回到driver_register()第22行的bus_add_driver(),这个函数有点长,只给出关键部分:
1 int bus_add_driver(struct device_driver *drv) 2 { 3 ........................................... 4 if (drv->bus->p->drivers_autoprobe) { 5 error = driver_attach(drv); 6 if (error) 7 goto out_unregister; 8 } 9 .......................................
第4行的if条件一般会成立,因此看第5行的driver_attach():
1 int driver_attach(struct device_driver *drv) 2 { 3 return bus_for_each_dev(drv->bus, NULL, drv, __driver_attach); 4 }
遍历总线上每一个已经注册了的设备,每找到一个就调用__driver_attach()来判断是否与当前驱动匹配(怎么样才算匹配?答案即将揭晓),因此有必要看看__driver_attach()的定义:
1 static int __driver_attach(struct device *dev, void *data) 2 { 3 struct device_driver *drv = data; 4 5 /* 6 * Lock device and try to bind to it. We drop the error 7 * here and always return 0, because we need to keep trying 8 * to bind to devices and some drivers will return an error 9 * simply if it didn't support the device. 10 * 11 * driver_probe_device() will spit a warning if there 12 * is an error. 13 */ 14 15 if (!driver_match_device(drv, dev)) 16 return 0; 17 18 if (dev->parent) /* Needed for USB */ 19 device_lock(dev->parent); 20 device_lock(dev); 21 if (!dev->driver) 22 driver_probe_device(drv, dev); 23 device_unlock(dev); 24 if (dev->parent) 25 device_unlock(dev->parent); 26 27 return 0; 28 }
如果第15行的driver_match_device()返回0的话后面的都不用执行了,看看它的定义:
1 static inline int driver_match_device(struct device_driver *drv, 2 struct device *dev) 3 { 4 return drv->bus->match ? drv->bus->match(dev, drv) : 1; 5 }
第4行,如果drv->bus->match这个函数有定义,就调用drv->bus->match函数,否则返回1。在这里可以告诉你,drv->bus->match是有定义的,不信?那去看看。

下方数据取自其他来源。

PR #87, opened 2017-11-16
Added ValidationResult to the contracts

loic-sharma:
This will be used by validators to report errors to the Gallery.

### DIFF
--- a/src/NuGet.Services.Contracts/Validation/ValidationResult.cs
+++ b/src/NuGet.Services.Contracts/Validation/ValidationResult.cs
@@ -8,56 +8,16 @@ namespace NuGet.Services.Validation
     /// <summary>
     /// The result of an asynchronous validation.
     /// </summary>
-    public class ValidationResult
+    public interface IValidationResult
     {
-        /// <summary>
-        /// Represents a validation result that has not been started.
-        /// </summary>
-        public static readonly ValidationResult NotStarted = new ValidationResult(ValidationStatus.NotStarted);
-
-        /// <summary>
-        /// Represents a validation result that has started but not succeeded or failed yet.
-        /// </summary>
-        public static readonly ValidationResult Incomplete = new ValidationResult(ValidationStatus.Incomplete);
-
-        /// <summary>
-        /// A successful validation result.
-        /// </summary>
-        public static readonly ValidationResult Succeeded = new ValidationResult(ValidationStatus.Succeeded);
-
-        /// <summary>
-        /// A failed validation result with no errors.
-        /// </summary>
-        public static readonly ValidationResult Failed = new ValidationResult(ValidationStatus.Failed);
-
-        /// <summary>
-        /// Create a new validation result with the given status.
-        /// </summary>
-        /// <param name="status">The result's status.</param>
-        public ValidationResult(ValidationStatus status)
-        {
-            Status = status;
-            Errors = new string[0];
-        }
-
-        /// <summary>
-        /// Create a new failed validation result with the given errors.
-        /// </summary>
-        /// <param name="errors">The errors that detail why the validation failed.</param>
-        public ValidationResult(params string[] errors)
-        {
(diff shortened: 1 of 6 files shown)


src/NuGet.Services.Contracts/Validation/ValidationResult.cs
```diff
@@ -0,0 +1,63 @@
...
+// Licensed under the Apache License, Version 2.0. See License.txt in the project root for license information.
+
+using System.Collections.Generic;
+
+namespace NuGet.Services.Validation
+{
+    /// <summary>
+    /// The result of an asynchronous validation.
+    /// </summary>
+    public class ValidationResult
```
joelverhagen: Only interfaces in `Contracts`. This implementation could easily live in `NuGet.Services.Validation`. The idea is that we can mock these integration points between components.

src/NuGet.Services.Contracts/Validation/ValidationResult.cs
```diff
@@ -0,0 +1,63 @@
...
+    {
+        /// <summary>
+        /// Represents a validation result that has not been started.
+        /// </summary>
+        public static readonly ValidationResult NotStarted = new ValidationResult(ValidationStatus.NotStarted);
```
joelverhagen: public fields are non-idiomatic.

src/NuGet.Services.Contracts/Validation/ValidationResult.cs
```diff
@@ -0,0 +1,63 @@
...
+
+        /// <summary>
+        /// The status of the validation.
+        /// </summary>
+        public ValidationStatus Status { get; }
+
+        /// <summary>
+        /// The errors that were encountered if the validation failed.
+        /// </summary>
+        public IEnumerable<string> Errors { get; }
```
joelverhagen: I'd prefer `IReadOnlyList` so that caller doesn't have to worry about re-enumeration.

tests/NuGet.Services.Contracts.Tests/ContractsFacts.cs
```diff
@@ -13,6 +14,7 @@ public void ShouldOnlyHaveInterfacesAndEnums()
         {
             // Arrange
             var assembly = typeof(ValidationStatus).Assembly;
+            var exceptions = new[] { typeof(ValidationResult) };
```
joelverhagen: no exceptions! Or `Exceptions`s for that matter

src/NuGet.Services.Contracts/Validation/ValidationResult.cs
loic-sharma: Oh. Sorry, I thought that we settled on a class from our discussion.

joelverhagen: 😊 I must have been unclear. Sorry about the confusion.

src/NuGet.Services.Validation/ValidationResult.cs
```diff
@@ -0,0 +1,66 @@
...
+        {
+            Status = status;
+            Errors = new string[0];
+        }
+
+        /// <summary>
+        /// Create a new failed validation result with the given errors.
+        /// </summary>
+        /// <param name="errors">The errors that detail why the validation failed.</param>
+        public ValidationResult(params string[] errors)
```
agr: Add another constructor that accepts `IEnumerable<string>` and copy the contents maybe?

agr: Also, a constructor that defaults to failed status seems confusing. Make it a static method maybe?

joelverhagen: Ah good point!! The `string[]` can be mutated after this ctor breaking the immutability of this type. It should be copied or this ctor should accept `IReadOnlyList<string>`.

PR #89, opened 2017-11-17
Enforce sequential GUIDs in PackageValidations table in Validation DB

agr:
Updated AddValidationSchema migration to make sure PackageValidations table key default value is sequential guid

### DIFF
--- a/src/NuGet.Services.Validation/Migrations/201709202218143_AddValidationSchema.cs
+++ b/src/NuGet.Services.Validation/Migrations/201709202218143_AddValidationSchema.cs
@@ -11,7 +11,7 @@ namespace NuGet.Services.Validation
                 "dbo.PackageValidations",
                 c => new
                     {
-                        Key = c.Guid(nullable: false, identity: true),
+                        Key = c.Guid(nullable: false, identity: true, defaultValueSql: "newsequentialid()"),
                         PackageValidationSetKey = c.Long(nullable: false),
                         Type = c.String(nullable: false, maxLength: 255, unicode: false),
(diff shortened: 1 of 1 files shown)


src/NuGet.Services.Validation/Migrations/201709202218143_AddValidationSchema.cs
```diff
@@ -11,7 +11,7 @@ public override void Up()
                 "dbo.PackageValidations",
                 c => new
                     {
-                        Key = c.Guid(nullable: false, identity: true),
+                        Key = c.Guid(nullable: false, identity: true, defaultValueSql: "newsequentialid()"),
```
joelverhagen: This should be done on the entity context, not the auto-generated migration.

agr: I'm not sure it's possible. Besides, this auto-generated migration cannot be regenerated (otherwise there wouldn't be a need to store it in source control), so we should be fine with updating it manually, assuming we don't mess it up so that up/down actions don't work properly.

joelverhagen: This is that the `.HasColumnType(...)` extension method is for.

Can't we just rebuild the database? There is no critical data there now. If this is too much work, feel free to reject.

joelverhagen: If you add that then the resulting migration should be the same right?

1 struct bus_type platform_bus_type = { 2 .name = "platform", 3 .dev_attrs = platform_dev_attrs, 4 .match = platform_match, 5 .uevent = platform_uevent, 6 .pm = &platform_dev_pm_ops, 7 };
是吧,再去看看match函数:
1 static int platform_match(struct device *dev, struct device_driver *drv) 2 { 3 struct platform_device *pdev = to_platform_device(dev); 4 struct platform_driver *pdrv = to_platform_driver(drv); 5 6 /* Attempt an OF style match first */ 7 if (of_driver_match_device(dev, drv)) 8 return 1; 9 10 /* Then try to match against the id table */ 11 if (pdrv->id_table) 12 return platform_match_id(pdrv->id_table, pdev) != NULL; 13 14 /* fall-back to driver name match */ 15 // 16 return (strcmp(pdev->name, drv->name) == 0); 17 }
第8行和第12行,这两条返回语句对于当前来说都不会被执行,因此重点在第16行,drv->name的值在本篇的最前面可以看到是"s3c-fb",接下来看pdev->name的值:
1 struct platform_device s3c_device_fb = { 2 .name = "s3c-fb", 3 .id = -1, 4 .num_resources = ARRAY_SIZE(s3c_fb_resource), 5 .resource = s3c_fb_resource, 6 .dev.dma_mask = &s3c_device_fb.dev.coherent_dma_mask, 7 .dev.coherent_dma_mask = 0xffffffffUL, 8 };
第2行,看到了吧,也是"s3c-fb",事实上在这里看来这两个值一定要相同,驱动靠它来找到对应的设备。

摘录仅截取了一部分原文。